Unicode is a standard character encoding that defines character sets and encoding schemes, assigning numbers to a wide variety of languages, formats, and symbols around the world.
A character set is a collection of characters and symbols used on computers, ensuring no duplication, and refers to a table mapping characters to their assigned numbers. A character encoding scheme refers to the data format used by computers for the numbers assigned to characters.
ex. Character set: Unicode, Encoding scheme: UTF-8
The numbers assigned in Unicode, etc., are called code points, and the rune type is used to represent these code points.

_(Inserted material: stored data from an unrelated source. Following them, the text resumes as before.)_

PR #3087, opened 2024-09-02
API: Use new token generation SSP API and remove feature gate

akrejcir:
The token generation API was stabilized in the SSP, and feature gate was removed:
https://github.com/kubevirt/ssp-operator/pull/1018

This PR removes the same feature gate from HCO, and adds a new field in the .spec to enable this feature.

**Reviewer Checklist**

- [ ] PR Message
- [ ] Commit Messages
- [ ] How to test
- [ ] Unit Tests
- [ ] Functional Tests
- [ ] User Documentation
- [ ] Developer Documentation
- [ ] Upgrade Scenario
- [ ] Uninstallation Scenario
- [ ] Backward Compatibility

**Jira Ticket**:

```jira-ticket
https://issues.redhat.com/browse/CNV-45065
```

**Release note**:

```release-note
- The feature gate "deployVmConsoleProxy" was deprecated and is now ignored.
- Added a new field ".spec.enableTokenGenerationApi" to enable the token generation API.
```

### DIFF
--- a/controllers/operands/ssp.go
+++ b/controllers/operands/ssp.go
@@ -158,7 +158,9 @@ func NewSSP(hc *hcov1beta1.HyperConverged, opts ...string) (*sspv1beta2.SSP, []h
 	}
 
 	if hc.Spec.FeatureGates.DeployVMConsoleProxy != nil {
-		spec.FeatureGates.DeployVmConsoleProxy = *hc.Spec.FeatureGates.DeployVMConsoleProxy
+		spec.TokenGenerationService = &sspv1beta2.TokenGenerationService{
+			Enabled: *hc.Spec.FeatureGates.DeployVMConsoleProxy,
+		}
 	}
 
 	// Disable common-instancetypes deployment by SSP from 4.16, now handled by virt-operator
--- a/controllers/operands/ssp_test.go
+++ b/controllers/operands/ssp_test.go
@@ -196,7 +196,8 @@ var _ = Describe("SSP Operands", func() {
 			expectedResource, _, err := NewSSP(hco)
 			Expect(err).ToNot(HaveOccurred())
 
-			Expect(expectedResource.Spec.FeatureGates.DeployVmConsoleProxy).To(BeTrue())
+			Expect(expectedResource.Spec.TokenGenerationService).ToNot(BeNil())
+			Expect(expectedResource.Spec.TokenGenerationService.Enabled).To(BeTrue())
 		})
 
 		It("should create with deployCommonInstancetypes feature gate disabled", func() {
--- a/docs/cluster-configuration.md
+++ b/docs/cluster-configuration.md
@@ -166,9 +166,6 @@ the [dataImportCronTemplates field](#configure-custom-golden-images), even if th
 Set the `deployVmConsoleProxy` feature gate to true to allow SSP operator to deploy its resources. SSP operator will 
 deploy a proxy that provides an access to the VNC console of a KubeVirt Virtual Machine (VM).
 
-**Note**: Once `deployVmConsoleProxy` is set to true, SSP operator will not delete deployed resources if `deployVmConsoleProxy` is 
-reverted back to false.
-
 **Default**: `false`
 
 ### deployKubeSecondaryDNS Feature Gate


akrejcir:
> Thanks for the PR @akrejcir
> 
> What will happen on upgrade, if the `DeployVMConsoleProxy` FG is set?

Good point, I did not consider update.

Does HCO have functionality to run some logic only during update? It would be good, if we can copy the value of the feature gate to the new field in `.spec`. But only during update, because in the new version, the feature gate will be ignored.

nunnatsa:
> > Thanks for the PR @akrejcir
> > What will happen on upgrade, if the `DeployVMConsoleProxy` FG is set?
> 
> Good point, I did not consider update.
> 
> Does HCO have functionality to run some logic only during update? It would be good, if we can copy the value of the feature gate to the new field in `.spec`. But only during update, because in the new version, the feature gate will be ignored.

HCO does have code that only run during upgrade, but we need to avoid modifying the HyperConverged spec. Another alternative is the mutation webhook. @tiraboschi WDYT?

tiraboschi:
> > Good point, I did not consider update.
> > Does HCO have functionality to run some logic only during update? It would be good, if we can copy the value of the feature gate to the new field in `.spec`. But only during update, because in the new version, the feature gate will be ignored.
> 
> HCO does have code that only run during upgrade, but we need to avoid modifying the HyperConverged spec. Another alternative is the mutation webhook. @tiraboschi WDYT?

In `assets/upgradePatches.json` we are accumulating a set of jsonpatches to be executed during the upgrades (according to semver matching rules) on the spec stanza of the HCO CR.
`move` and `copy` operations are also supported. Please take a look at https://github.com/evanphx/json-patch/blob/master/v5/patch_test.go for examples.
I'd suggest to add there an upgradePatch to handle it during upgrades without the need for additional code.

akrejcir:
> > > ...
> > 
> > HCO does have code that only run during upgrade, but we need to avoid modifying the HyperConverged spec. Another alternative is the mutation webhook. @tiraboschi WDYT?
> 
> In `assets/upgradePatches.json` we are accumulating a set of jsonpatches to be executed during the upgrades (according to semver matching rules) on the spec stanza of the HCO CR. `move` and `copy` operations are also supported. Please take a look at https://github.com/evanphx/json-patch/blob/master/v5/patch_test.go for examples. I'd suggest to add there an upgradePatch to handle it during upgrades without the need for additional code.

Thanks, I will add a patch there. 
Which version is checked by the `semverRange` field? Is it the version **from** which we are upgrading, or **to** which we are upgrading? It was not clear from the code.

akrejcir:
I'm not sure why the sanity check is failing. `make sanity` locally succeeds.

tests/func-tests/defaults_test.go
```diff
@@ -70,7 +70,6 @@ var _ = Describe("Check Default values", Label("defaults"), Serial, func() {
 			DeployKubeSecondaryDNS:           ptr.To(false),
 			DeployKubevirtIpamController:     ptr.To(false),
 			DeployTektonTaskResources:        ptr.To(false),
-			DeployVMConsoleProxy:             ptr.To(false),
```
akrejcir, line 73: I think the functional tests fail, because of this change, but I'm not sure how to fix it.
I've tried running focused functional tests locally, but it outputs a long log, where it is hard to find relevant lines about test runs.

akrejcir: I've kept the default value of `deployVMProxy` feature gate. It should fix the failing test.

akrejcir:
Can you please take another look?

nunnatsa:
@akrejcir, @tiraboschi 

I'm not sure about this PR. 

Do we really need a new enabler field to replace the existing feature gate? The term "feature gate" is wrongly used in HCO anyway, and we need to treat the feature gates as "enablers". I think this change will just create mess. 

We want to introduce a new API, to fix the wrong feature gate naming anyway.

I suggest to just replace the default value to true.

nunnatsa:
And @akrejcir - sorry for the late response.

akrejcir:
> @akrejcir, @tiraboschi
> 
> I'm not sure about this PR.
> 
> Do we really need a new enabler field to replace the existing feature gate? The term "feature gate" is wrongly used in HCO anyway, and we need to treat the feature gates as "enablers". I think this change will just create mess.
> 
> We want to introduce a new API, to fix the wrong feature gate naming anyway.
> 
> I suggest to just replace the default value to true.

Thanks for the feedback. I don't have any opinion on HCO API change. 
I think it is up to you to decide what should change. Then, I will update this PR.

assets/upgradePatches.json
```diff
@@ -40,6 +40,21 @@
...
+          "op": "test",
+          "path": "/spec/featureGates/deployVmConsoleProxy",
+          "value": false
+        },
+        {
+          "op": "add",
+          "path": "/spec/enableTokenGenerationApi",
+          "value": false
+        }
+      ]
```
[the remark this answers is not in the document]
akrejcir: I wanted to do this update with minimal surprise for the user. 
The problem is, as you've written, that we don't know if user decided to disable the feature, or just left it default.
If it was intentionally disabled, it would be a surprise to enable it on update.

But maybe the risk is low, and we can enable it.

tiraboschi:
> @akrejcir, @tiraboschi
> 
> I'm not sure about this PR.
> 
> Do we really need a new enabler field to replace the existing feature gate? The term "feature gate" is wrongly used in HCO anyway, and we need to treat the feature gates as "enablers". I think this change will just create mess.
> 
> We want to introduce a new API, to fix the wrong feature gate naming anyway.

I agree with this:
the name of the `feature gate` stanza is misleading but it's already used for other configuration knobs.
For the sake of consistency, let's continue using it until we will be able to move all of them with the next version of the API.

> I suggest to just replace the default value to true.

For example, Unicode U+0041 (hexadecimal 0041) is the code point for the character 'A', classified as a basic Latin letter, and can be represented using the rune type as follows:
package main
import "fmt"
func main() {
var a rune = 'A' // Single quotes indicate a rune type
fmt.Printf("%T %U %#v\n", a, a) // int32 U+0041 65
}
The number 65 of type int32 is the decimal representation of 0041, representing a Unicode code point.
string Type and rune Type
In Go, the string type is a read-only slice of bytes.
package main
import "fmt"
func main() {
s := "Hello, 世界"
fmt.Printf("%T %v\n", s, s) // string Hello, 世界
fmt.Println(s[:5]) // Hello
}
The string type, unlike the rune type, does not hold code points.

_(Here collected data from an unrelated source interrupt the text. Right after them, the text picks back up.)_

PR #54944, opened 2025-04-18
fix show exception backtrace if backtrace_locations is empty

ermolaev:
### Motivation / Background

Some gems (or code in the app) in a `rescue` block create new errors, passing the backtrace, but the `backtrace_locations` will be empty.

This makes it impossible to understand where the error occurred, increasing debugging difficulties.

Currently, for some errors, only the error name is shown without a backtrace.

#### some problems gems
[redis-rb 1](https://github.com/redis/redis-rb/blob/317a0204d8361927757117845f825b42c26fac14/lib/redis/client.rb#L35)
[redis-rb 2](https://github.com/redis/redis-rb/blob/317a0204d8361927757117845f825b42c26fac14/cluster/lib/redis/cluster/client.rb#L32)

[redis-client 1](https://github.com/redis-rb/redis-client/blob/0acc9184f066ec3ebbe3335a922a7ff35a5e2152/lib/redis_client/ruby_connection.rb#L159)
[redis-client 2](https://github.com/redis-rb/redis-client/blob/0acc9184f066ec3ebbe3335a922a7ff35a5e2152/lib/redis_client.rb#L808)

#### example for emulate nil backtrace_locations

```ruby

require 'json'

NewError = Class.new(StandardError)

def parse_payload(text)
  JSON.parse(text)
rescue JSON::ParserError => ex
  raise NewError, "error", ex.backtrace
  # only ruby 3.4 support backtrace_locations as 3-th arg
  # raise NewError, "error", ex.backtrace_locations
end

begin
  parse_payload('{"wrong: "json"')
rescue => ex
  p ex.backtrace.size # => 4
  p ex.backtrace_locations&.size # => nil
end
```

https://docs.ruby-lang.org/en/3.4/Exception.html#method-i-set_backtrace

### DIFF
--- a/actionpack/lib/action_dispatch/middleware/exception_wrapper.rb
+++ b/actionpack/lib/action_dispatch/middleware/exception_wrapper.rb
@@ -52,7 +52,7 @@ module ActionDispatch
       @exception_class_name = exception.class.name
       @wrapped_causes = wrapped_causes_for(exception, backtrace_cleaner)
       @exception = exception
-      if exception.is_a?(SyntaxError)
+      if exception.is_a?(SyntaxError) || !exception.backtrace_locations
         @exception = ActiveSupport::SyntaxErrorProxy.new(exception)
       end
       @backtrace = build_backtrace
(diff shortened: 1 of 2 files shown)


byroot:
Looks good to me, but it would be valuable to add a test for it.

ermolaev:
closed this PR, because rails 8.0 show `exception_trace` for **all causes** unhandled exceptions

https://github.com/rails/rails/commit/f47ef36c4d0edf6965ec2c3069bc48b79ebe4245

Thanks :)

The behavior of the string type varies depending on how you loop through it.
package main
import "fmt"
func main() {
s := "Hello"
// Bytes can be retrieved
for i := 0; i < len(s); i++ {
fmt.Println(s[i]) // 72 101 108 108 111
}
// In a range loop, runes can be retrieved
for i, v := range s {
fmt.Printf("idx %d: %T %U %#v\n", i, v, v, v)
// idx 0: int32 U+0048 72
// idx 1: int32 U+0065 101
// idx 2: int32 U+006C 108
// idx 3: int32 U+006C 108
// idx 4: int32 U+006F 111
}
}
When handling multibyte characters, you need to pay attention to the behavior of loops.
package main
import "fmt"
func main() {
s := "あ"
for i := 0; i < len(s); i++ {
fmt.Println(s[i]) // 227 129 130
}
// In a range loop, runes can be retrieved
for i, v := range s {
fmt.Printf("idx %d: %T %U %#v\n", i, v, v, v)
// idx 0: int32 U+3042 12354
}
}
Since a single Japanese character is 3 bytes, even for one character, the loop will iterate 3 times if not using a range.
When obtaining the number of characters, remember that the string type is a slice of bytes.
package main
import (
"fmt"
"unicode/utf8"
)
func main() {
s := "あ"
r := `あ`
fmt.Println(len(s)) // 3
fmt.Println(len(r)) // 3
fmt.Println(utf8.RuneCountInString(s)) // 1
}
Since len returns the byte length, use utf8.RuneCountInString to get the number of characters.